**Exercise description**
In the records below, find the line containing "It would helpful" and the line containing "### LINKED ISSUE #8715: Tab-selecting"; please repeat exactly the lines from one to the other, both included, and nothing more.

━━━━━ Source records

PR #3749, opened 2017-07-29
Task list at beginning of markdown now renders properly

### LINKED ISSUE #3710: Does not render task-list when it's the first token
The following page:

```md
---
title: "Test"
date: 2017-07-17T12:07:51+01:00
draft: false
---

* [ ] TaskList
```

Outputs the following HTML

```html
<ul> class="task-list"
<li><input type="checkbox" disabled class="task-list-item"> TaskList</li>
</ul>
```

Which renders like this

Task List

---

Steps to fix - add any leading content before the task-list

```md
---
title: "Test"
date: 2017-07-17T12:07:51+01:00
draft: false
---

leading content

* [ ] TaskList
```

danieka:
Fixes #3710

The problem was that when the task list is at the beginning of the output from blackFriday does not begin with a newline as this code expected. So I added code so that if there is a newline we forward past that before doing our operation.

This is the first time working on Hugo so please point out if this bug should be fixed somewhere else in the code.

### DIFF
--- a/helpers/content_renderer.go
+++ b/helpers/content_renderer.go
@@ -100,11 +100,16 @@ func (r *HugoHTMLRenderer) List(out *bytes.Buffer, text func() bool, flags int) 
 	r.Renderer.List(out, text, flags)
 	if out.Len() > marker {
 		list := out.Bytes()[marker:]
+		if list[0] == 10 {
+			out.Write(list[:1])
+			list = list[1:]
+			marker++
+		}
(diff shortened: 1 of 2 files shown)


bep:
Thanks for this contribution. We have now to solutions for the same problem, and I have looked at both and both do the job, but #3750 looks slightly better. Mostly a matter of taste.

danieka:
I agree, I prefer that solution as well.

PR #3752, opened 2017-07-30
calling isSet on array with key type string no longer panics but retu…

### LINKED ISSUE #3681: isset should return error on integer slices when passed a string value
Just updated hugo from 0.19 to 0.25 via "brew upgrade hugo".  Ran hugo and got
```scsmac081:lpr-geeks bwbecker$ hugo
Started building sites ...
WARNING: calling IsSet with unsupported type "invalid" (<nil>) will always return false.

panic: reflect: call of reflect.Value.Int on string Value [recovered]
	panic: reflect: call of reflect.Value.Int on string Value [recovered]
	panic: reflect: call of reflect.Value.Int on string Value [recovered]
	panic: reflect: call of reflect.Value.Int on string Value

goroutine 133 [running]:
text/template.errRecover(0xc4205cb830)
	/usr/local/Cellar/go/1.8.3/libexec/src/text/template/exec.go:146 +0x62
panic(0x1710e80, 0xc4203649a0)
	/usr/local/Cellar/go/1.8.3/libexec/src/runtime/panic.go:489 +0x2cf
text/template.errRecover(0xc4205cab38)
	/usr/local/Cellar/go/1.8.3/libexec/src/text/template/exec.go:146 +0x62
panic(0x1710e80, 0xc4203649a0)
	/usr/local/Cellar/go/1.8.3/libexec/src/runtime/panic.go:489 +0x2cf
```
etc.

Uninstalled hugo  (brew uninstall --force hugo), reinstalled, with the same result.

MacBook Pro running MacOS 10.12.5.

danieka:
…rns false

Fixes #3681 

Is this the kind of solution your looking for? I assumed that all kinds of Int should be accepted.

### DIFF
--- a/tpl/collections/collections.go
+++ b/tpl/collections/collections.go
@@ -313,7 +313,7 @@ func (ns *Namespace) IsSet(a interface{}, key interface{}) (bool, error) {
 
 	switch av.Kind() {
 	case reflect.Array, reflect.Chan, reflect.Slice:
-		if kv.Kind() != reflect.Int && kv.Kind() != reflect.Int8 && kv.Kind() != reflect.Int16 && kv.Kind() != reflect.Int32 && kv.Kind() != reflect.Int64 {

━━━━━━━━━━
━━━━━ Source records

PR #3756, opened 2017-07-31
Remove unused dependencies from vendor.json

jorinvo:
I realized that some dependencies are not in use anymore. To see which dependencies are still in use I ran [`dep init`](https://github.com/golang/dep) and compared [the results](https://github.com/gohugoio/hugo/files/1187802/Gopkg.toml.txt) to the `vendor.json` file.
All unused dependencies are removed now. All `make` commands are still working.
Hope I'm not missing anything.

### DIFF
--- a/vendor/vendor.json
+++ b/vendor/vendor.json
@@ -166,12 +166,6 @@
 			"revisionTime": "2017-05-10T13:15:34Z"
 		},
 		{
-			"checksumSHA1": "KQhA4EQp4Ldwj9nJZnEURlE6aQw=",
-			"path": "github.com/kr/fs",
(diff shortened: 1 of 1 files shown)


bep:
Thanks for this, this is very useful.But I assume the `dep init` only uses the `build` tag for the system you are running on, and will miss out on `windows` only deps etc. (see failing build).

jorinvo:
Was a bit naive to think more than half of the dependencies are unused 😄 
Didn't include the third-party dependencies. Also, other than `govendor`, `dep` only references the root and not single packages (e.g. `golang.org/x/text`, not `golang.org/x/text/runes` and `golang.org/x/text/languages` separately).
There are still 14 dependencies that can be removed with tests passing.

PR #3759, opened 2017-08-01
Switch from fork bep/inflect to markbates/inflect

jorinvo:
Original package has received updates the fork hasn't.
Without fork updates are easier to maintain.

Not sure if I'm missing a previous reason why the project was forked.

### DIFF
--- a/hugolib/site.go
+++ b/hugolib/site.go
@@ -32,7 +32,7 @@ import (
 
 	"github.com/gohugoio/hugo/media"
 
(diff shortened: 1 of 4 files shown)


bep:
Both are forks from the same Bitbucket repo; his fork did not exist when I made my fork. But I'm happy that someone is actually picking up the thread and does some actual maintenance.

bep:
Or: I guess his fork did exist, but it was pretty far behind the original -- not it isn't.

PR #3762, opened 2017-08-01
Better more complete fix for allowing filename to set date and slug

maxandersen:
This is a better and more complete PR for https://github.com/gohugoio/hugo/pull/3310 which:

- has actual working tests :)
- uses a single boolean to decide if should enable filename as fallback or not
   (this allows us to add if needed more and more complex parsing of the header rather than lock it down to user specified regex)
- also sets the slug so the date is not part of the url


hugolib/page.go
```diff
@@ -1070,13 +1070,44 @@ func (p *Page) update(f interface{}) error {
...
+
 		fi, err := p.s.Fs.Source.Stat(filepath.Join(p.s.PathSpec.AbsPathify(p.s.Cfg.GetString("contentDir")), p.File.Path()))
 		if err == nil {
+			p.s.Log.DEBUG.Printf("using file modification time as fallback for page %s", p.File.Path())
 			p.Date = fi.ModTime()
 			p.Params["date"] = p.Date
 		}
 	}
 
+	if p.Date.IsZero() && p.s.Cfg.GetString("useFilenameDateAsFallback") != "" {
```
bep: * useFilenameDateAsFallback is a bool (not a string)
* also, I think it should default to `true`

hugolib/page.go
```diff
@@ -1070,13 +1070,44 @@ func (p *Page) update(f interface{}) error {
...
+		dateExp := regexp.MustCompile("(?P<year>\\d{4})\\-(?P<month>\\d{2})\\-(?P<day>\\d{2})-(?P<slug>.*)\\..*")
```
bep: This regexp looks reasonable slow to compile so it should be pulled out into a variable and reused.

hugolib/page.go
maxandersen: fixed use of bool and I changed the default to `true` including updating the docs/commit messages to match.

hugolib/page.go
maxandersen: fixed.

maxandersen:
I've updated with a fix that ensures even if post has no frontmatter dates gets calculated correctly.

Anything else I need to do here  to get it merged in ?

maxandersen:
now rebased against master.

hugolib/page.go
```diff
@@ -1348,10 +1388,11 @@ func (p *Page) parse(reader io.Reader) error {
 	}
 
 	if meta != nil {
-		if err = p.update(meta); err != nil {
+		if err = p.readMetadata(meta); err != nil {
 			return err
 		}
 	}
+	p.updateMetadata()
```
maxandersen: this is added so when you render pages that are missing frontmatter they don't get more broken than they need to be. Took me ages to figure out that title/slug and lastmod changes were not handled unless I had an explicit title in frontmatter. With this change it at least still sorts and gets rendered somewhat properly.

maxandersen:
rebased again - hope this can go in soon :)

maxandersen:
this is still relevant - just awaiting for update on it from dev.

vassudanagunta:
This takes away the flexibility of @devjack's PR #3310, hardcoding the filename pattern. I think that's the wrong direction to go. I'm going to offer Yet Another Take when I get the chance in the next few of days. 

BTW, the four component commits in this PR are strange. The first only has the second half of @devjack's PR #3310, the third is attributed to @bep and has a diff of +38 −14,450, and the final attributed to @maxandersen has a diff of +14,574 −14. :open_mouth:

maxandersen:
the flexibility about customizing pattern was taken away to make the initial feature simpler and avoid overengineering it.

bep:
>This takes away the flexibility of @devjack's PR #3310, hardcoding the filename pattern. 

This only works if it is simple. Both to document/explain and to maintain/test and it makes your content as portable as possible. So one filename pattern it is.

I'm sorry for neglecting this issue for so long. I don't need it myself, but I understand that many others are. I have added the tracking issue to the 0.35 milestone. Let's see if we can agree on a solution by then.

━━━━━━━━━━
━━━━━ Source records

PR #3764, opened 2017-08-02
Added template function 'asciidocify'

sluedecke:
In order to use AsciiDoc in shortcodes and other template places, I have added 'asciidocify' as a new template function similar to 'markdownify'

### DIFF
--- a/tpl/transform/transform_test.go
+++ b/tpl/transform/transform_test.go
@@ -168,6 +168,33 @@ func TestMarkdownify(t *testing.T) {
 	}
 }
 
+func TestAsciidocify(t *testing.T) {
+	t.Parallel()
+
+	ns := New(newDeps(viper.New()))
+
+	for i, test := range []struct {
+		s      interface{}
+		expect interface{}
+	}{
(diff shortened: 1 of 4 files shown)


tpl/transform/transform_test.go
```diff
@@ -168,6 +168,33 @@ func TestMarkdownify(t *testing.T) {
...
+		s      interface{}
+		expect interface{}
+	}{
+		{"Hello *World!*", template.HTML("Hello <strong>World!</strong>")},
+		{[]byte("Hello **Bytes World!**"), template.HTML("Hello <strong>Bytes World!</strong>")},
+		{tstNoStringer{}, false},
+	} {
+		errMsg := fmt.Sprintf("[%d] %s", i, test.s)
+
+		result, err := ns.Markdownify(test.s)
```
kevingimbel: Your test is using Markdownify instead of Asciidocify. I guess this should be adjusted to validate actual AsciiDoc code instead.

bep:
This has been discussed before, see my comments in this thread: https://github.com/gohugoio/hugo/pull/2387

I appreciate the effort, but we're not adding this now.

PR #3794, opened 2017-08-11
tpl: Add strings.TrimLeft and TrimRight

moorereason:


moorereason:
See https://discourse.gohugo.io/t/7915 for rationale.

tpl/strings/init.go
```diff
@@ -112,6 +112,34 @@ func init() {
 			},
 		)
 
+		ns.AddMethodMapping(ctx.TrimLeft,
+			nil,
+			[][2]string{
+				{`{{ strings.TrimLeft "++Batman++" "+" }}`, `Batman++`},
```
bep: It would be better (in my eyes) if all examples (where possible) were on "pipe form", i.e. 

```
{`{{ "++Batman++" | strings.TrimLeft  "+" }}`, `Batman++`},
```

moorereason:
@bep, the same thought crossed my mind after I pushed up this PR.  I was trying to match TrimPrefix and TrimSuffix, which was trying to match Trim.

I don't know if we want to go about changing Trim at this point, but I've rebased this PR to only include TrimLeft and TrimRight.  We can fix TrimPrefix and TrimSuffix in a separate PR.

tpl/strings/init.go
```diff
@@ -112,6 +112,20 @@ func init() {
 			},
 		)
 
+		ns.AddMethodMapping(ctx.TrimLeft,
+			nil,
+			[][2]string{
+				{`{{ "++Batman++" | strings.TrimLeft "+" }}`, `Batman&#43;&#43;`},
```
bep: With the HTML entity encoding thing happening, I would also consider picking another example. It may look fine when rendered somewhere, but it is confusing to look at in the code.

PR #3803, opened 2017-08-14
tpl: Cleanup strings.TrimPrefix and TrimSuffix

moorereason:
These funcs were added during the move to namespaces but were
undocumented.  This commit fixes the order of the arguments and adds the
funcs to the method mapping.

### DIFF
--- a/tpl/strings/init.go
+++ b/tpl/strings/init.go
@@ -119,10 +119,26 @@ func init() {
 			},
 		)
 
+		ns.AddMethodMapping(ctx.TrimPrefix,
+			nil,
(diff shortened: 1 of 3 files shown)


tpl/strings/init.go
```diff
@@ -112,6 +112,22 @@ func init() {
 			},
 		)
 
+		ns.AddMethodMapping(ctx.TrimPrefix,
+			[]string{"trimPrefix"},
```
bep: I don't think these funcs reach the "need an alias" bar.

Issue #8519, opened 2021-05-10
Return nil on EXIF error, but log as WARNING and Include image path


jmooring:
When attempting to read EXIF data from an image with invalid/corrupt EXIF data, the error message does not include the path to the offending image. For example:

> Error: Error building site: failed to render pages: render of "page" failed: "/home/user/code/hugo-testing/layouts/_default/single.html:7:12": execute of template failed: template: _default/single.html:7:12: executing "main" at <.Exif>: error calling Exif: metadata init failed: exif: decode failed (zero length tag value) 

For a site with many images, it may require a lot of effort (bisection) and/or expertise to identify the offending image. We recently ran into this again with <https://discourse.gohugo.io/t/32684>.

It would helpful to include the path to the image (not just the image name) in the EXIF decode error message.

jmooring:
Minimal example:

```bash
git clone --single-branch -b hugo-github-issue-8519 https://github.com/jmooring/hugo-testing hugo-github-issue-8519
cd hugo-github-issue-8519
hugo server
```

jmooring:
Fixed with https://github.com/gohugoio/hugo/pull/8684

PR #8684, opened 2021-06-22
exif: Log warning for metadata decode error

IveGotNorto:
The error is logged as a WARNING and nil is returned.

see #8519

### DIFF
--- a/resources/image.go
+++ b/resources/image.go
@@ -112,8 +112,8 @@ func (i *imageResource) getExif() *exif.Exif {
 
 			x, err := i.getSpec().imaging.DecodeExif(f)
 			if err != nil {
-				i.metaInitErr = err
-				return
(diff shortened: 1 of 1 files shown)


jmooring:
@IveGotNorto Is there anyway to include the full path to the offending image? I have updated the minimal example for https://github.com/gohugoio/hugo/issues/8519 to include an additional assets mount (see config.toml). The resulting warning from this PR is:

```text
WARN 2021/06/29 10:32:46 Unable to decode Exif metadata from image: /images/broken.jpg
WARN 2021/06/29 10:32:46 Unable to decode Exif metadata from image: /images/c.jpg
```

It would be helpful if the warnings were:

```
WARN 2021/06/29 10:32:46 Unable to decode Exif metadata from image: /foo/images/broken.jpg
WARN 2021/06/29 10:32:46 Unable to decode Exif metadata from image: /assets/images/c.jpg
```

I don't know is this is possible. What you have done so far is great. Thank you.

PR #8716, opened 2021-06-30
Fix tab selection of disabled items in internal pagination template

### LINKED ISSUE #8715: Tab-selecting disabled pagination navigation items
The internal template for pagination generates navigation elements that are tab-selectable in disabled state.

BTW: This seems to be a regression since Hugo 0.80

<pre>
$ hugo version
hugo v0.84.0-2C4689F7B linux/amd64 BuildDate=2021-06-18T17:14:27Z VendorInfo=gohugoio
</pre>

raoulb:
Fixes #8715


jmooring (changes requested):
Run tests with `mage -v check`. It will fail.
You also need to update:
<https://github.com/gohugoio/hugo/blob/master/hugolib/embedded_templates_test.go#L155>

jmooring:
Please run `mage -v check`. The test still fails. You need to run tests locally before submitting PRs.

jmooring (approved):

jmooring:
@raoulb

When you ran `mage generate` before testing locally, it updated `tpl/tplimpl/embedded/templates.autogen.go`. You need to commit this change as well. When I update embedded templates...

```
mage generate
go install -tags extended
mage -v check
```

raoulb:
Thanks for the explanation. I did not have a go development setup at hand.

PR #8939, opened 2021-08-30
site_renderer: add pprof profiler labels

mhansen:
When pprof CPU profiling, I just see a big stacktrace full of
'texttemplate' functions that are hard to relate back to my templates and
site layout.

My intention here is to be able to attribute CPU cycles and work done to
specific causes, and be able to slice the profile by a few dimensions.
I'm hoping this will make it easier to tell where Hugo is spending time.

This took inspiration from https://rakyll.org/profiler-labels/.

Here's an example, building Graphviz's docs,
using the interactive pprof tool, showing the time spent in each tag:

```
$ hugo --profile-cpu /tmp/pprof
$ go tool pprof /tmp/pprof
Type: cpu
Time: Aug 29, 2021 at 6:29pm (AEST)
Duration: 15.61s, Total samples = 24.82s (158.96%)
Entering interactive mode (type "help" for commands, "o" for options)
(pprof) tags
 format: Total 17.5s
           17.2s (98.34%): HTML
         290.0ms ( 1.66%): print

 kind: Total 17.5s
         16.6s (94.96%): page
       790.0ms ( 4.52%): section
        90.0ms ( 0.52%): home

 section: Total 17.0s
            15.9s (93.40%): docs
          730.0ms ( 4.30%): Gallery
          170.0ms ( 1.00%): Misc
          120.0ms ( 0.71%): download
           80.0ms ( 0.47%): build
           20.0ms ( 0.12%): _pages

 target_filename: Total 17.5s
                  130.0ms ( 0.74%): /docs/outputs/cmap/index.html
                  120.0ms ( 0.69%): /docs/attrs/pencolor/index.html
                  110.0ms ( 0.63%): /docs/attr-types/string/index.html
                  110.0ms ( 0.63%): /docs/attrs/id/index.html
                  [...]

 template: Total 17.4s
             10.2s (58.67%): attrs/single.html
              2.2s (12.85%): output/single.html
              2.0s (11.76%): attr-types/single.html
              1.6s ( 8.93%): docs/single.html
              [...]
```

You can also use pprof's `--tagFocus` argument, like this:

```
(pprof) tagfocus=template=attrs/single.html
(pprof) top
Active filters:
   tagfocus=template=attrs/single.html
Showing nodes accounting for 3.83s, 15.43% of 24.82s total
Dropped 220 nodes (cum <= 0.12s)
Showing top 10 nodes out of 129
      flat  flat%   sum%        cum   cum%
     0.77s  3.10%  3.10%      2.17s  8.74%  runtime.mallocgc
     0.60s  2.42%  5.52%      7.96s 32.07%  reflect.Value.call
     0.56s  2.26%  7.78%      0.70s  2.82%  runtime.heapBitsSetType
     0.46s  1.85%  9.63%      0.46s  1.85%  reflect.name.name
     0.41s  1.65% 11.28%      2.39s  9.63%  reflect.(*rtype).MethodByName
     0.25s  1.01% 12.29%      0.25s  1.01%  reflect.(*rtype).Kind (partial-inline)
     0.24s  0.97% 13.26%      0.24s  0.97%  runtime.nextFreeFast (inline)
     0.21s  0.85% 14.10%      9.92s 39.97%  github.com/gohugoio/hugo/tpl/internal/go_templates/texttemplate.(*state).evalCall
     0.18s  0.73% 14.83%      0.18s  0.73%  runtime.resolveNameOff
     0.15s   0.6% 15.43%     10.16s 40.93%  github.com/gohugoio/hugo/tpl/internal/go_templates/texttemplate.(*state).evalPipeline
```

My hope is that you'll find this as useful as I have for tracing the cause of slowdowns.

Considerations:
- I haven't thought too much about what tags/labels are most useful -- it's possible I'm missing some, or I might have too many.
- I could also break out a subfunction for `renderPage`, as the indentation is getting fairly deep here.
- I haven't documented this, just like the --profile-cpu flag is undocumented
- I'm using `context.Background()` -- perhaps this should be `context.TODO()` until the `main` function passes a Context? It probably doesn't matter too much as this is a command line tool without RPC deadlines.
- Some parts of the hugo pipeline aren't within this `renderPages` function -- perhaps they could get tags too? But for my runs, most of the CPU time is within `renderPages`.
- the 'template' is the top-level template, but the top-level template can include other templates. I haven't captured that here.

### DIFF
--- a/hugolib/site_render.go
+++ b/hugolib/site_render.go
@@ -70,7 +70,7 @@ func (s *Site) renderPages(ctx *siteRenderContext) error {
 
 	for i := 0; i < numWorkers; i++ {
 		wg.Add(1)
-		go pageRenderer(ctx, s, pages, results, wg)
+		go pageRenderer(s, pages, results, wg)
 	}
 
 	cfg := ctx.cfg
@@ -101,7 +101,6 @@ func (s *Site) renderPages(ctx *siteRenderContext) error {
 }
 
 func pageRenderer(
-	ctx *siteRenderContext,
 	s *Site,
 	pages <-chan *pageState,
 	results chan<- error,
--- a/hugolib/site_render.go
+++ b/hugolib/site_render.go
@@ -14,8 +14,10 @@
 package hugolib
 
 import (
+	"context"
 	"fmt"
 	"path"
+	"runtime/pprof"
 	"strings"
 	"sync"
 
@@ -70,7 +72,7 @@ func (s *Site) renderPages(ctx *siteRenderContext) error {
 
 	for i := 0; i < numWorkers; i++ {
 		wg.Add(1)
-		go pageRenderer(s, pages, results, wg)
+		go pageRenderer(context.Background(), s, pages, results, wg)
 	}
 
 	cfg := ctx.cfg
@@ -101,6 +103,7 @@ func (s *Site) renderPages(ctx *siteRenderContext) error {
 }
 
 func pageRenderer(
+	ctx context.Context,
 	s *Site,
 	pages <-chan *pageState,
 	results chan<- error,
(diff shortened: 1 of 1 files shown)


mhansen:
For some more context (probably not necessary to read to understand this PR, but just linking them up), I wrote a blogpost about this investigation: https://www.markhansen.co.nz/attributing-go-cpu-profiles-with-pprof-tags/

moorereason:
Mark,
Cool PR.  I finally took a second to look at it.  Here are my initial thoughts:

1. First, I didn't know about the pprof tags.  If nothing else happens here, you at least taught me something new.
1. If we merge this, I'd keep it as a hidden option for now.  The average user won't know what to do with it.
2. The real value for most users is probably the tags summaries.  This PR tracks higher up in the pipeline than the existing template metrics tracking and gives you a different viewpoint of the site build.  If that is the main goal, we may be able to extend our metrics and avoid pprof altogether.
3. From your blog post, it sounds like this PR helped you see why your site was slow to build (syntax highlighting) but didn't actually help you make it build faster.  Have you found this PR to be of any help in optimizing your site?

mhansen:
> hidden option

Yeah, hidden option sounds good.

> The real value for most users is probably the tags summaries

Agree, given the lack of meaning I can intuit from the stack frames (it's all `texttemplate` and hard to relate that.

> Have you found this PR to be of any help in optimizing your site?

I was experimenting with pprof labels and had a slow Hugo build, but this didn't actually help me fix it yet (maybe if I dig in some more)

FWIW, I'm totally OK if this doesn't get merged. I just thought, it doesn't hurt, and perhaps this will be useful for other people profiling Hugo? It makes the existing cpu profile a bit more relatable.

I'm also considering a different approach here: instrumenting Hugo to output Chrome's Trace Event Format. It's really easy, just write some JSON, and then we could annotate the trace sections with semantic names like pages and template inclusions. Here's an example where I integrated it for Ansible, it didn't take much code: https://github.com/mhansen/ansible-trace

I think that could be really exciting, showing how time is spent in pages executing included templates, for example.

━━━━━━━━━━

**Solution below**
It would helpful to include the path to the image (not just the image name) in the EXIF decode error message.

jmooring:
Minimal example:

```bash
git clone --single-branch -b hugo-github-issue-8519 https://github.com/jmooring/hugo-testing hugo-github-issue-8519
cd hugo-github-issue-8519
hugo server
```

jmooring:
Fixed with https://github.com/gohugoio/hugo/pull/8684

PR #8684, opened 2021-06-22
exif: Log warning for metadata decode error

IveGotNorto:
The error is logged as a WARNING and nil is returned.

see #8519

### DIFF
--- a/resources/image.go
+++ b/resources/image.go
@@ -112,8 +112,8 @@ func (i *imageResource) getExif() *exif.Exif {
 
 			x, err := i.getSpec().imaging.DecodeExif(f)
 			if err != nil {
-				i.metaInitErr = err
-				return
(diff shortened: 1 of 1 files shown)


jmooring:
@IveGotNorto Is there anyway to include the full path to the offending image? I have updated the minimal example for https://github.com/gohugoio/hugo/issues/8519 to include an additional assets mount (see config.toml). The resulting warning from this PR is:

```text
WARN 2021/06/29 10:32:46 Unable to decode Exif metadata from image: /images/broken.jpg
WARN 2021/06/29 10:32:46 Unable to decode Exif metadata from image: /images/c.jpg
```

It would be helpful if the warnings were:

```
WARN 2021/06/29 10:32:46 Unable to decode Exif metadata from image: /foo/images/broken.jpg
WARN 2021/06/29 10:32:46 Unable to decode Exif metadata from image: /assets/images/c.jpg
```

I don't know is this is possible. What you have done so far is great. Thank you.

PR #8716, opened 2021-06-30
Fix tab selection of disabled items in internal pagination template

### LINKED ISSUE #8715: Tab-selecting disabled pagination navigation items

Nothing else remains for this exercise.